## Assigned task
All lines of the entries with "something" in them must be listed.

Dataset excerpts:
════════
PR #59, opened 2019-01-18
DM-16535: Implement MetricRegistry

kfindeisen:
This PR adds the configuration information required by `MetricsControllerTask` as of lsst/verify#33.

### DIFF
--- a/config/default_metrics.py
+++ b/config/default_metrics.py
@@ -1,0 +1,27 @@
+from lsst.ap.verify.measurements.profiling import TimingMetricConfig
+
+config.jobFileTemplate = "ap_verify.metricTask{id}.{dataId}.verify.json"
+
+config.measurers = ["timing"]
+
+timingConfigs = {
+    "apPipe.runDataRef": "ap_pipe.ApPipeTime",
+    "apPipe:ccdProcessor.runDataRef": "pipe_tasks.ProcessCcdTime",
+    "apPipe:ccdProcessor:isr.runDataRef": "ip_isr.IsrTime",
+    "apPipe:ccdProcessor:charImage.runDataRef": "pipe_tasks.CharacterizeImageTime",
+    "apPipe:ccdProcessor:calibrate.runDataRef": "pipe_tasks.CalibrateTime",
+    "apPipe:differencer.runDataRef": "pipe_tasks.ImageDifferenceTime",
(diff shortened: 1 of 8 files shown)


python/lsst/ap/verify/ap_verify.py
```diff
@@ -143,9 +147,13 @@ def _measureFinalProperties(workspace, dataIds, args):
     args : `argparse.Namespace`
         Command-line arguments, including arguments controlling output.
     """
+    metricFile = args.metrics_config \
+        if args.metrics_config is not None \
+        else os.path.join(lsst.utils.getPackageDir("ap_verify"), "config", "default_metrics.py")
```
parejkoj: I think in this case, a standard `if:else:` is clearer.

config/default_metrics.py
```diff
@@ -0,0 +1,27 @@
...
+    "apPipe:ccdProcessor:isr.runDataRef": "ip_isr.IsrTime",
+    "apPipe:ccdProcessor:charImage.runDataRef": "pipe_tasks.CharacterizeImageTime",
+    "apPipe:ccdProcessor:calibrate.runDataRef": "pipe_tasks.CalibrateTime",
+    "apPipe:differencer.runDataRef": "pipe_tasks.ImageDifferenceTime",
+    "apPipe:differencer:astrometer.loadAndMatch": "meas_astrom.AstrometryTime",
+    "apPipe:differencer:register.run": "pipe_tasks.RegisterImageTime",
+    "apPipe:differencer:subtract.subtractExposures": "ip_diffim.ImagePsfMatchTime",
+    "apPipe:differencer:detection.run": "meas_algorithms.SourceDetectionTime",
+    "apPipe:differencer:measurement.run": "ip_diffim.DipoleFitTime",
+    "apPipe:associator.run": "ap_association.AssociationTime",
```
parejkoj: It seems unfortunate that the names had to be lifted out of the yaml and stringified: makes it a bit harder to scan. But probably inevitable.

kfindeisen: I think this is a usability improvement overall, since "what tasks do we want to run?" is something Stack users expect to live in a Python config file. The only real problem is that for verification we want to run a *lot* of tasks.

I've discussed the "lots of tasks" aspect with @TallJimbo and he said the Gen 3 framework will eventually support grouping pipeline tasks in some way. Hopefully that will, if not make config files simpler, at least let us segregate the parts that are and are not likely to change.

PR #63, opened 2019-03-01
DM-16536: Migrate all metrics from ap.verify.measurements

kfindeisen:
This PR replaces all functions previously in `lsst.ap.verify.measurements` with `MetricTask` equivalents in other packages (except for `TimingMetricTask`, which cannot be reasonably placed in any other Stack package). The hardcoded references inside `measurements/compute_metrics.py` are replaced with `MetricTaskConfig` instances; two default configs for supporting CI are provided in `config/`.

Correctly handling `lsst.ap.association.TotalUnassociatedDiaObjectsMetricTask` required a significant rewrite of the post-`ApPipeTask` control flow, which had been written on the assumption that all metrics are calculated after every image. The current solution (hardcoding the existence of two `MetricsControllerTask`s, one for image- and one for dataset-level metrics) is clumsy both for the user and for code maintainers, but I believe it is better to defer generalizing the code to another, more focused ticket.


kfindeisen:
It came up in the [RFC-550 discussion](https://jira.lsstcorp.org/browse/RFC-550?focusedCommentId=181136#comment-181136); basically there is no other place to put it at the moment. Where would be a good place to document a decision like that?

jonathansick:
Oh I see. I don't entirely understand how that circular dependency comes up. I'll have to take a closer look at how these tasks work. Until I understand the nature of the issue I can't really say if or where it should be documented.

kfindeisen:
`MetricTask` (Gen 2 or Gen 3, it doesn't matter) inherits from `lsst.pipe.base.Task`, so `pipe_base` must be built before `verify`. A hypothetical `lsst.pipe.base.TimingMetricTask` would inherit from `MetricTask`, so `verify` would need to be built before `pipe_base`.

jonathansick:
Sorry for being confused, but I thought the hope would be to migrate `TimingMetricTask` to `lsst.verify`, not `lsst.pipe.base`.

kfindeisen:
Ah. Yes, that would work from a dependency point of view, but I thought the RFC consensus was that code associated with specific metrics would not go into `lsst.verify`. We could make an exception, but that makes me wonder if there would be other exceptions later.

kfindeisen:
@jonathansick so should I take any action on `TimingMetricTask`? Everything else is ready to go.

jonathansick:
By all means, this is good to go.

> We could make an exception, but that makes me wonder if there would be other exceptions later.

So I definitely feel that something like AM1MetricTask, or some other very domain-specific measurement task, ought to belong in the package most associated the metric. But something like timing (if I understand the task's intent well enough) seems so broadly applicable that it could belong in `lsst.verify`. Do you agree with that?

kfindeisen:
@jonathansick Fine. Any preferences on whether `profiling.py` goes into a specific subpackage or directly into `lsst.verify`? I'm a bit worried about namespace clutter/confusion, but it's your package.

kfindeisen:
Given the issue I just ran into with documentation builds, I'll merge as-is and open another ticket for moving `TimingMetricTask` to `verify`.

PR #1926, opened 2024-02-02
Remove charm sumrule

tgiani:
This PR removes valence csr without affecting the other ones


tgiani:
still need to look into why tests are failing

scarlehoff:
Rebase on top of master, you are branching from an old version. There might be more problems, but the one I see is just that you are getting an old version of eko.

n3fit/src/n3fit/layers/msr_normalization.py
```diff
@@ -93,6 +114,14 @@ def call(self, pdf_integrated, photon_integral):
             ]
         if self._vsr_enabled:
             numerators += [self.vsr_factors]
+        if self._csr_enabled:
+            for i in range(0, len(CSR_COMPONENTS)):
+                numerators += [
+                    op.batchit(4.0 - 1./3. * y[IDX['v15']], batch_dimension=0)
+                ]
+            numerators += [self.vsr_factors]
```
scarlehoff, line 122: I'm confused about this part.
Why would this be different from simply doing:

```python
 numerators = len(CSR_COMPONENTS)*[op.batchit(4.0 - 1./3. * y[IDX['v15']], batch_dimension=0)]
```

scarlehoff (commented):
Thanks for this

Could you add an example for this?

This would be a great occasion to add a new test to the new regression tests:

For instance, make a copy of `no_msr` 
https://github.com/NNPDF/nnpdf/blob/master/extra_tests/regression_fits/no_msr.yml

for `allbutcrs`.

(it's great because it will also add a test for c-cbar which is not there yet!)

n3fit/src/n3fit/layers/msr_normalization.py
tgiani: yes, you re absolutely right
════════
## Answer to this exercise
kfindeisen: I think this is a usability improvement overall, since "what tasks do we want to run?" is something Stack users expect to live in a Python config file. The only real problem is that for verification we want to run a *lot* of tasks.
So I definitely feel that something like AM1MetricTask, or some other very domain-specific measurement task, ought to belong in the package most associated the metric. But something like timing (if I understand the task's intent well enough) seems so broadly applicable that it could belong in `lsst.verify`. Do you agree with that?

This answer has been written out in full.